Now, bear in mind that global warming only became a scientific prediction in the 1980s, immediately after a reversal of the global cooling period that had for over a decade been used to predict a new ice age with great confidence. Many of you were there, and remember that this was not a minority controversial view, as is now claimed. In the 1980s, though, the consensus could turn on a sixpence when the weather changed – now, the modelling is so secure that contradictory data would be ignored for 67 years. A British meteorological scientist, John Mitchell, is attributed with saying: “People underestimate the power of models. Observational evidence is not very useful.”
But as I have discussed on a number of occasions, models become more liable to error the more complex they are, and if they are not validated by their predictive power for reality (as opposed to their ability to be fine-tuned to predict the past) they are very dangerous as tools of major policy. They are best described as computerised hypotheses, and they do in fact embody the hypotheses and interpretive choices of their designers, and stand or fall thereby. The more complex the model, the more hypotheticals are involved. And this excludes the greater programming challenges, as was shown by the inability of the Ferguson Imperial College COVID model, even after a makeover by Microsoft engineers, to predict the same results using the same inputs. (Imperial College treated that as unimportant, and simply took the average of runs of computationally invalid results as the truth).

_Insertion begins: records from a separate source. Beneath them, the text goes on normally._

PR #1130, opened 2019-10-30
[IA-1364] Use Google Groups for enabling users to pull the custom Dataproc image

kyuksel:
See [IA-1364](https://broadworkbench.atlassian.net/browse/IA-1364) for the motivation and the implementation plan.

**Remaining work:**

- [x] template the Google group email and add it to the config
- [x] make sure the Leo SA was delegated domain-wide authority in `quality` and `prod` domains (in addition to `test`) and grant it the right IAM roles
- [x] figure out why [one of the unit tests](https://github.com/DataBiosphere/leonardo/pull/1130/files#r340811150) is failing sporadically
- [x] manually fiab-test boot and cluster creation/deletion
- [x] make sure the integration tests pass
- [x] perf-test it
- [ ] visually verify that [this ticket](https://broadworkbench.atlassian.net/browse/IA-1486) was fulfilled, to make sure the changes will work in prod
- [x] create a ticket to remove the IAM roles previously added by the old code (which should no longer be necessary when this ticket is done) from the project `broad-dsp-gcr-public` once we make sure the changes are working as expected


http/src/test/scala/org/broadinstitute/dsde/workbench/leonardo/monitor/ClusterMonitorSpec.scala
```diff
@@ -704,7 +730,10 @@ class ClusterMonitorSpec
         mockitoEq(deletingCluster.googleProject),
         mockitoEq(deletingCluster.clusterName)
       )(any[ApplicativeAsk[IO, TraceId]])
-      verify(iamDAO, times(1)).removeIamRolesForUser(any[GoogleProject], any[WorkbenchEmail], any[Set[String]])
+      verify(iamDAO, times(1)).removeIamRoles(any[GoogleProject],
+                                              any[WorkbenchEmail],
+                                              mockitoEq(MemberType.ServiceAccount),
+                                              any[Set[String]])
```
kyuksel, line 745: ^^ fails sporadically with

```
[info] - should monitor until DELETED state *** FAILED ***
[info]   org.mockito.exceptions.verification.WantedButNotInvoked: Wanted but not invoked:
[info] googleIamDAO.removeIamRoles(
[info]     <any>,
[info]     <any>,
[info]     serviceAccount,
[info]     <any>
[info] );
[info] -> at org.broadinstitute.dsde.workbench.leonardo.monitor.ClusterMonitorSpec.$anonfun$new$45(ClusterMonitorSpec.scala:699)
[info] Actually, there were zero interactions with this mock.
```

http/src/test/scala/org/broadinstitute/dsde/workbench/leonardo/api/TestLeoRoutes.scala
```diff
@@ -31,6 +37,14 @@ trait TestLeoRoutes { this: ScalatestRouteTest with Matchers with CommonTestData
   implicit private val nr = FakeNewRelicMetricsInterpreter
   implicit def unsafeLogger = Slf4jLogger.getLogger[IO]
 
+  val mockGoogleDirectoryDAO = new MockGoogleDirectoryDAO()
+  Await.result(
+    mockGoogleDirectoryDAO.createGroup(dataprocImageProjectGroupName,
+                                       dataprocImageProjectGroupEmail,
+                                       Option(mockGoogleDirectoryDAO.lockedDownGroupSettings)),
+    Duration.Inf
+  )
```
kyuksel: This is to create the Google group ahead of testing. 

Does it make sense to factor it out a bit to a `def` like

```scala
def runAndWaitFor[T](f: Awaitable[T]): T = Await.result(f, Duration.Inf)
```
so it can be called as 
```scala
runAndWaitFor(mockGoogleDirectoryDAO.createGroup(
                   dataprocImageProjectGroupName,
                   dataprocImageProjectGroupEmail,
                   Option(mockGoogleDirectoryDAO.lockedDownGroupSettings)))
```
and put the `def` in a new `TestSupport` trait or something? Sam does this.

http/src/main/scala/org/broadinstitute/dsde/workbench/leonardo/Boot.scala
```diff
@@ -47,119 +50,142 @@ import scala.concurrent.duration._
...
-                throw t
+                                     appDependencies.dbReference,
+                                     appDependencies.metrics)
+          )
+
+          // TODO Template and get the group and domain values from config
+          val dpImageUserGoogleGroupName = "kyuksel-test-dataproc-image-group-11"
+          val dpImageUserGoogleGroupEmail = WorkbenchEmail(s"$dpImageUserGoogleGroupName@test.firecloud.org")
+          val ch = appDependencies.clusterHelper
+          ch.createDataprocImageUserGoogleGroupIfItDoesntExist(appDependencies.googleDirectoryDAO,
```
rtitle: Could we pass `googleDirectoryDAO` in the constructor for `ClusterHelper` instead?

http/src/main/scala/org/broadinstitute/dsde/workbench/leonardo/Boot.scala
```diff
@@ -47,119 +50,142 @@ import scala.concurrent.duration._
...
+                                                               dpImageUserGoogleGroupName,
+                                                               dpImageUserGoogleGroupEmail)
+            .flatMap { _ =>
+              ch.addDataprocImageUserIamRole(ch.googleIamDAO,
```
rtitle: Same here -- no need to pass `googleIamDAO` in the method, `ClusterHelper` already has one via the constructor.

http/src/main/scala/org/broadinstitute/dsde/workbench/leonardo/Boot.scala
```diff
@@ -220,7 +256,14 @@ final case class AppDependencies[F[_]](google2StorageDao: GoogleStorageService[F
                                        clusterDnsCache: ClusterDnsCache,
                                        googleComputeDAO: HttpGoogleComputeDAO,
                                        googleDataprocDAO: HttpGoogleDataprocDAO,
+                                       googleDirectoryDAO: HttpGoogleDirectoryDAO,
                                        samDAO: HttpSamDAO[F],
                                        welderDAO: HttpWelderDAO[F],
                                        clusterHelper: ClusterHelper,
                                        metrics: NewRelicMetrics[F])
+
+final case class GoogleGroupCreationException(googleGroup: WorkbenchEmail)
```
rtitle: Maybe these exceptions should live in `ClusterHelper` instead since that's where they're thrown from

http/src/main/scala/org/broadinstitute/dsde/workbench/leonardo/Boot.scala
rtitle: Also it looks like this future is fire-and-forget… we should probably wait for it to complete before starting the app (and fail to start the app if the future fails), right?

http/src/main/scala/org/broadinstitute/dsde/workbench/leonardo/util/ClusterHelper.scala
```diff
@@ -26,27 +28,28 @@ class ClusterHelper(
   dataprocConfig: DataprocConfig,
   gdDAO: GoogleDataprocDAO,
   googleComputeDAO: GoogleComputeDAO,
-  googleIamDAO: GoogleIamDAO
+  googleDirectoryDAO: GoogleDirectoryDAO,
+  val googleIamDAO: GoogleIamDAO
```
rtitle: Does it need to be a `val`?

http/src/main/scala/org/broadinstitute/dsde/workbench/leonardo/util/ClusterHelper.scala
```diff
@@ -59,45 +62,39 @@ class ClusterHelper(
...
-    //
-    // Add the Compute Image User role in the image project to the Google API service account.
-    // This is needed in order to use a custom dataproc VM image.
-    // If a custom image is not being used, this is not necessary.
+    // TODO Template and get the group and domain values from config
+    val dataprocImageUserGoogleGroupName = "kyuksel-test-dataproc-image-group-11"
+    val dataprocImageUserGoogleGroupEmail = WorkbenchEmail(s"$dataprocImageUserGoogleGroupName@test.firecloud.org")
+
+    // Add the user's service account to the Google group that has compute.imageUser role on the custom Dataproc image project.
     val computeImageUserIO = dataprocConfig.customDataprocImage.flatMap(parseImageProject) match {
```
rtitle: Maybe we should split the computeImageUser group stuff to a new method because it's not really manipulating IAM anymore (so doesn't feel like it belongs in `updateClusterIamRoles`).

http/src/main/scala/org/broadinstitute/dsde/workbench/leonardo/util/ClusterHelper.scala
```diff
@@ -127,6 +119,74 @@ class ClusterHelper(
         IO.fromFuture(IO(googleIamDAO.removeServiceAccountKey(googleProject, email, keyId)))
     } getOrElse IO.unit
 
+  def createDataprocImageUserGoogleGroupIfItDoesntExist(googleDirectoryDAO: GoogleDirectoryDAO,
+                                                        dpImageUserGoogleGroupName: String,
+                                                        dpImageUserGoogleGroupEmail: WorkbenchEmail): Future[Unit] = {
```
rtitle: I've been trying to standardize on `IO` in this class (and in my other PR, `LeonardoService`). Let's try to use IO everywhere instead of Future going forward.

http/src/test/resources/reference.conf
```diff
@@ -93,6 +93,11 @@ sam {
 
 google {
   leoServiceAccountJsonFile = "fakePath"
+  groups {
+    // TODO Change the default values
```
rtitle: This will eventually need to be in firecloud-develop I think because we need to template environment-specific values

http/src/test/scala/org/broadinstitute/dsde/workbench/leonardo/api/TestLeoRoutes.scala
```diff
@@ -31,6 +37,14 @@ trait TestLeoRoutes { this: ScalatestRouteTest with Matchers with CommonTestData
   implicit private val nr = FakeNewRelicMetricsInterpreter
   implicit def unsafeLogger = Slf4jLogger.getLogger[IO]
 
+  val mockGoogleDirectoryDAO = new MockGoogleDirectoryDAO()
+  Await.result(
```
rtitle: Btw, I try to prefer `future.futureValue` over `Await.result(future, duration)` in unit tests. `futureValue` comes from ScalaTest and has some improvements around polling, timeouts, error messages, etc.

http/src/test/scala/org/broadinstitute/dsde/workbench/leonardo/api/TestLeoRoutes.scala
rtitle: Ah see above comment -- use ScalaTest `.futureValue`

rtitle:
Done with first pass, some comments/suggestions inline.

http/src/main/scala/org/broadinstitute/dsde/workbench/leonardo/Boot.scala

I don’t know how widespread this confusion between models and reality is in science overall, but given the rarity of its being called out by scientists in other fields, I suspect it may be all too common nowadays. My first introduction to it was in relation to the confidence placed in macro-evolutionary statistical modelling, which is in the nature of things untestable in the real world. Yet that crucial limitation does not seem to instill any caution about their reliability. Specialists and lay people alike will completely discard palaeontological evidence in favour of phylogenetic models on the basis, it seems, that computers are modern technology, whereas spades are not.
In the world of computer modelling the future never surprises human expectations. One suspects that this is what makes it so attractive, because in the real world “The best laid schemes o’ mice an’ men gang aft a-gley.” You’re safe in the world of models, especially when even their internal validation trumps the unpredicatble world out there.
Strangely enough, it usually seems to be the case that the real disasters are entirely unpredicted, and that our besetting fears (aka hypotheses) tend not to be realised.
Meanwhile, though, this February still feels depressingly like last March.